For decades, the internal audit function at major banks has operated on a predictable, three-to-five-year cycle. It was built as a reactive, manual process of studying the past to ensure compliance. The role of the auditor was to spot compliance gaps, usually in retrospect, and align priorities with and flag issues to the board.

This role was developed at a time when banks mostly operated through brick-and-mortar branches. Banks that are now scaling their digital presence have to contend with a much broader suite of risks, and the retroactive approach is nowhere near sufficient anymore, Group Chief Internal Audit Officer at Mashreq Hassan Ali told EnterpriseAM in an interview.

With a wider digital footprint, risks are more immediate, and a digital failure or glitch could mean a significant disruption to operations, Hassan added.

The solution is to become more agile and proactive, and the big elephant in the room that will help make that happen? AI. Mashreq has been on an aggressive AI rollout across its groups and services, from its client-facing platforms to internal operations like financial reporting, and is now bringing this rollout to its internal audit department, building an in-house platform that uses AI agents to track data in real-time, Hassan explained.

“The audit function is at a crossroads right now,” Hassan said, adding that some leaders of internal audit are skeptical about the impact of AI on their industry. “I would call this the confusion stage — many are skeptical about whether it’s going to work, some are waiting for somebody to do something and playing it safe,” he added.
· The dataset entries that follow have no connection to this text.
PR #1583, opened 2019-02-24
Highlight search period in Venues page

amrut-prabhu:
Part of #538

Highlight period of time searched for when availability search is on.

Created a new component `TimetableHighlight.tsx` and added type `timePeriod.ts`


amrut-prabhu:
@ZhangYiJiang Ready for review :D

Not sure why the tests are failing :/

Hassan is in another category — optimistic about the potential benefits AI can have for auditing as a function.

The new platform will start producing results within the next 12 to 18 months as part of a broader five-year rollout plan, Hassan told us. The platform will deploy advanced AI-enabled solutions and risk intelligence that can provide insights and predictive analysis for what’s coming ahead, Hassan said.
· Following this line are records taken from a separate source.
PR #1591, opened 2019-02-26
Regenerate www and export lockfile

ZhangYiJiang:
Rebuilt `yarn.lock` file using the extremely scientific method of deleting the old files and running `yarn` again. 

I *think* this is working because `yarn check` now comes up cleaner, and the lockfile is now much smaller, although `www` still has one error for some reason which doesn't make any sense. Also reduces the number of errors in `yarn audit` because transitive dependencies are updated, although this might break things (though hopefully not) 

Yarn version: 1.13 stable


ZhangYiJiang:
Coverage is a bit flaky because I added a non-deterministic test. I thought the coverage should be stable if I use enough iterations, but apparently not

“The way and scale at which we are planning to deploy this, I don’t think has been done anywhere globally,” he explained. Specific use cases are being deployed across some internal audit functions, but Mashreq is going full scale — the platform aims to bake traditional audit methodologies into the platform, which can then integrate into systems across the banks’ departments to capture data in real time, analyze it using specific AI prompts, and the data analysis and risk assessment will happen on the spot rather than over several years, he explained.

Where does that leave the internal auditor?

Hassan is direct about what this means for the workforce. Within five years, the role of a traditional internal auditor at Mashreq will be unrecognizable. “If we’ve learned one thing from history, it is that machines always win,” Hassan says, explaining that the internal auditor role must become geared towards overseeing AI agents, rather than perform manual processes at their desks.

Their role will be to ensure AI is not operating in a black box and that there’s explainability, meaning the AI platform’s process can be re-performed and it will arrive at the same result, he explained.

This upskilling process is already happening within Mashreq’s internal audit department, which Hassan likened to an “AI audit academy” that aims to reskill auditors and prepare them for the transformation of their roles.

The glue that ties all of this together? Governance

When asked what’s the one thing that has the potential to uproot corporate resilience and result in corporate failures, Hassan pointed to failures in governance and oversight. “Governance is the most important thing. Sometimes we just have to go back to the drawing board,” he said.

“it’s very important that there is very clear strategic alignment between the board, executive management, and operating management,” he explained. The board defines the overall strategy, executive management drives it, and the operating management implement it — there has to be a loop and that loop must include clear accountability and transparency, he explained.

Internal audit’s role within this framework is as an enabler and provider of either assurance or advice — or what we call foresight, he added.

Next stop: Commercialization?

Mashreq’s history of building proprietary tech often leads to commercial outlets. While the internal audit AI platform is currently being built for internal operations, the bank is considering how it might eventually offer this technology to the wider market, Hassan said.